Ian Lines

Personal information
- National team: Great Britain (since 2004), England
- Born: 1965 (age 59–60)

Sport
- Sport: Croquet
- Club: Bowdon Croquet Club

= Ian Lines =

British croquet player (born 1965)

Ian Lines (born 1965) is an international croquet player. He has played international representative croquet for Great Britain since 2004 and has represented England in the Home Internationals

==Profile==
Ian started playing croquet in 1993, and won the All England Association Handicap Championship in 1995. More recently, he won the Chairman's Salver in 2004 and played for Great Britain in their successful Solomon Trophy team against the United States in Palm Springs.

Ian's achieved his highest world ranking of ninth in early 2005. During that year he also represented England in the Home Internationals, played in the Plate Final of the British Opens and got through to the knockout stages of the WCF Association World Championships. Although mainly an Association player, Ian won the Lancashire International Golf Croquet Championship in 2005, and was a member of the Lancashire team which won the very first UK Inter-County Golf Championship.

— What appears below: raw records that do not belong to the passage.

PR #1053, opened 2025-03-18
Fix hardcoded model name check and replace with configurable param

sivaramaaa:
Currently browser-use has a hardcoded model name check for Deepseek like : 

```py
if model_name == 'deepseek-reasoner' or 'deepseek-r1' in model_name
```

This causes an issue if we are using Operouter where model name param can be like `deepseek/deepseek-r1` OR if we are using any other models like LLama etc . 

Screenshot 2025-03-18 at 7 12 38 AM

With the current fix user can easily use any models , Example code : 

```py
from browser_use import Agent, Controller, ActionResult, BrowserConfig, Browser
load_dotenv()

llm = ChatOpenAI(
    model="deepseek/deepseek-r1",
    base_url="https://openrouter.ai/api/v1"
)

    agent = Agent(
        task="Open google.com , Search Deepseek pricing",
        llm=llm,
        use_vision=False,
        max_failures=2,
		max_actions_per_step=1,
        tool_calling_method="raw",
        non_function_calling_models=True
    )
```

### DIFF
--- a/browser_use/agent/message_manager/utils.py
+++ b/browser_use/agent/message_manager/utils.py
@@ -33,11 +33,11 @@ def extract_json_from_model_output(content: str) -> dict:
 		raise ValueError('Could not parse response.')
 
 
-def convert_input_messages(input_messages: list[BaseMessage], model_name: Optional[str]) -> list[BaseMessage]:
+def convert_input_messages(input_messages: list[BaseMessage], model_name: Optional[str], non_function_calling_models: Optional[bool]) -> list[BaseMessage]:
 	"""Convert input messages to a format that is compatible with the planner model"""
 	if model_name is None:
 		return input_messages
-	if model_name == 'deepseek-reasoner' or 'deepseek-r1' in model_name:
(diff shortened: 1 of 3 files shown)


sivaramaaa:
**NOTE:** 

There is still one more hardcoded check in : if tool_calling_method is auto :   https://github.com/browser-use/browser-use/blob/577e15c963f7e3c499aac312ecb8da6e1f4733fe/browser_use/agent/service.py#L296

Also i am not sure if we require a new param `non_function_calling_models` or if we can simply re-use the existing `tool_calling_method` param and add checks bases on that (Any help from maintainer here could help me optimize this code better)

This PR fixes : https://github.com/browser-use/browser-use/issues/1020 
A slightly better fix compared to : https://github.com/browser-use/browser-use/pull/1048

an0th3rhuman:
Nice one. We need to check which model is working better for our needs. We don't have to be all model compatible

Mustafiz04 (approved):

Issue #1056, opened 2025-03-18
If the call to LLM fails due to some reason , throw an error message in the terminal


baluvijay:
### Problem Description

I was trying to run LLM on my local, and it keeps on repeating step1  instead of proceeding further and no helpful error message was thrown.When I went through the code ,I found that the api call to LLM was throwing an error.

### Proposed Solution

It would be great if we throw an error in the terminal if the LLM call is returning an error, be it due to token expiry, or invalid information passed into the LLM ( say invalid model name or something).
Right now the error is caught by an outside function and handled so meaning error messages are not shown

Maybe lets move the try catch block next to the invoke LLM function so that meaningful error message could be thrown.
I would like to work on this if its okay?

### Additional Context

![Image](https://github.com/user-attachments/assets/312211bb-90f7-4dba-a113-f8cb6cd600c1)

When a try catch is introduced you get really helpful error message in the terminal

![Image](https://github.com/user-attachments/assets/4190526e-8c37-4206-b4c1-9c411733318d)

ml5ah:
Implementing #1146. Can you write any suggestions in #1123?

PR #1059, opened 2025-03-18
log meaningful error message if llm doesnt give response

baluvijay:
PR for this issue: https://github.com/browser-use/browser-use/issues/1056
Please let me know if. you need any more changes to be done.
Thinking of adding similar error messages for the other llm invoking functions in the if-else branch too
I just added it onto the function with llm call, if there is a more elegant way ,with less repetitive code please guide me on that

### DIFF
--- a/browser_use/agent/service.py
+++ b/browser_use/agent/service.py
@@ -512,8 +512,7 @@ class Agent(Generic[Context]):
 			try:
 				output = self.llm.invoke(input_messages)
 			except Exception as e:
-				logger.info("error during llm invocation")
-				logger.error(e)
+				logger.error(f"Error during LLM invocation: {e}")
 			# TODO: currently invoke does not return reasoning_content, we should override invoke
 			output.content = self._remove_think_tags(str(output.content))
 			try:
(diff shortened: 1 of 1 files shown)


browser_use/agent/service.py
```diff
@@ -509,7 +509,11 @@ async def get_next_action(self, input_messages: list[BaseMessage]) -> AgentOutpu
 		input_messages = self._convert_input_messages(input_messages)
 
 		if self.tool_calling_method == 'raw':
-			output = self.llm.invoke(input_messages)
+			try:
+				output = self.llm.invoke(input_messages)
+			except Exception as e:
+				logger.info("error during llm invocation")
+				logger.error(e)
```
Simaky, line 516: I believe it might be more appropriate to use a single error log instead of separate info and error logs, as this appears to be an error rather than just informational.
Like that: `logger.error(f"Error during LLM invocation: {e}")`

baluvijay: good point will update the PR like that

MagMueller:
This should stay: max_steps: int = 100

MagMueller:
This doesn't seem correct to me because if there is an error, it would currently just continue and try to get output.content even though there is no output - it should raise the error.

baluvijay:
> This should stay: max_steps: int = 100

fixed it sorry , was trying with fewer steps



> This doesn't seem correct to me because if there is an error, it would currently just continue and try to get output.content even though there is no output - it should raise the error.

it actually doesnt. My api key was invalid and the process kept repeating step1 and not show any error. I think catching it like this will help people who are getting started. This will throw an error in the console if model is invalid/api is facing an error

@MagMueller

pirate:
@baluvijay currently the code is broken because it does not define the variables in the case of exception, execution will continue after the log lines and then crash immediately. You should add a `raise` after each log line.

March 2006 sees Ian represent England in the World Golf Croquet Championships in Hawke's Bay, New Zealand.

==Club Activities==
Ian is a very active member of the Bowdon Croquet Club in Manchester, and is secretary of the NorthWest croquet federation. As well as winning most of the region's A Class tournaments, Ian is a very popular coach and player at Bowdon, and regularly travels around the UK to compete in tournaments.